Thursday, October 22, 2015

Meet the ‘Tax Extenders’

How an oddball collection of temporary tax breaks became an unkillable $85 billion ritual.

By Brian Faler,

This fall, a strange-looking package of tax breaks is likely to come before Congress. If the past is any indication, it’s going to be pushed through at the very last minute, just as lawmakers are getting ready to leave for their Christmas recess. There’s a break for Puerto Rican rum, one for NASCAR tracks and another that rewards corporate research and development spending. And one of them—this is not a typo—is an exception to an exception to an exception to a tax rule.
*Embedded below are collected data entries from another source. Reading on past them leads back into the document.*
Issue #145, opened 2019-04-30
Provide shims for well-known binaries, which can only run on the host, inside the toolbox containers


debarshiray:
Various commands like `flatpak`, `podman`, `rpm-ostree` etc. can't really be used inside an OCI container. Some of them, like `podman`, might have some limited use, but, by and large, people expect to run them directly on the host.

At the same time, we expect a good percentage of users of the command line interface to spend most of their time inside a toolbox container, and one of the goals of the Toolbox project is to reduce the cognitive burden of using mutable containers on locked-down and immutable host OSes like Silverblue. Commands like `flatpak` and `rpm-ostree` are important tools for interfacing with such OSes.

Therefore, it would be nice if we could provide a user experience that's better than having to switch back and forth between a host and toolbox shell, or having to prefix every command with things like `flatpak-spawn --host`.

The easiest option is to install aliases in the shell running inside the container. However, it doesn't give us things like manuals and shell completion.

Another option is to pre-install the `flatpak`, `podman`, `rpm-ostree`, etc. RPMs in the `fedora-toolbox` base images but remove all the code, leaving behind only the manuals and shell completion. Then the `toolbox` command can place the corresponding shims via bind mounts to forward the calls to the host when starting the toolbox containers.

This will ensure that the `fedora-toolbox` images don't get bigger with useless Go binaries, and the wrappers can be kept updated through the `toolbox` package on the host.

However, I don't know what will happen if one of these packages are updated inside the containers. Would they interfere with the bind mounted shims? It would be nice if we could trim the useless bits from those packages during or after updating the RPM.

cgwalters:
I think it'll be dramatically simpler if we add `/usr/libexec/toolbox/bin` and change the shell startup scripts to inject that into `$PATH` first.

mildred:
Running podman inside the toolbox can be immensely useful. I work with many projects where build scripts is just calling docker images, and being able to run those scripts inside the toolbox can be really useful. There might create hard to detect issues with bind mounts outside the home directory that would reflect the silverblue host and not the toolbox though.

kamalmarhubi:
I'll add `docker-compose` to the list of things useful for dev flows. It has a really low barrier to entry for anything needing a data store or two, so a fair number of web app type things use it—open source and not.

dustymabe:
[...]

PR #553, opened 2020-09-07
WIP: Add binary shims

HarryMichal:
This PR adds support for creating binary shims in toolbox containers for binaries available on the host. This was heavily inspired by code snippets in https://github.com/containers/toolbox/issues/145. There's also very basic support for running the shim binaries with `sudo`.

It benefits multinational banks.

Insiders call them the “tax extenders,” a knot of handouts large and small that moves totally separate from the tax code and has become an illustration of just why the federal budget is so hard to manage—or even to understand.

This year’s batch, which the Senate wants to renew for two years, is projected to cost more than $85 billion. Though tax experts scoff at many of the provisions, they’re rubber-stamped with minimal scrutiny or debate. And though they’re considered temporary, they’re rarely allowed to die.

Over the years, the roster of tax extenders has grown prodigiously. The very first extender bill, the Technical and Miscellaneous Revenue Act of 1988, included eight provisions. By 1992, there were a dozen, and some lawmakers were already bemoaning the practice. “The free ride stops here,” then-House Ways and Means Committee Chairman Dan Rostenkowski (D-Ill.) declared that year. It didn’t. The number of extenders kept growing, and this year Congress is set to extend more than 50 provisions. Some have been renewed more than a dozen times.

The strange status of these tax breaks is a testament to budget gamesmanship. Lawmakers say they want at least some of the provisions to be a permanent part of the code. But Congress’ budgeting rules require lawmakers to consider the 10-year cost of any new provision—and viewed through that lens, these breaks suddenly seem too costly for many lawmakers to pass. So they approve them as one- or two-year “extenders,” slashing the apparent price tag, and they slide right through.